PR #3501, opened 2023-01-26
Review fixes for Next routing

jridgewell:
This completes a few review requests from #3446.


crates/next-core/js/src/entry/router.ts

#####

What the task requires
From the line with "This completes a" to the last line of the material, give every line again exactly, and only those lines.

Written answer
This completes a few review requests from #3446.


crates/next-core/js/src/entry/router.ts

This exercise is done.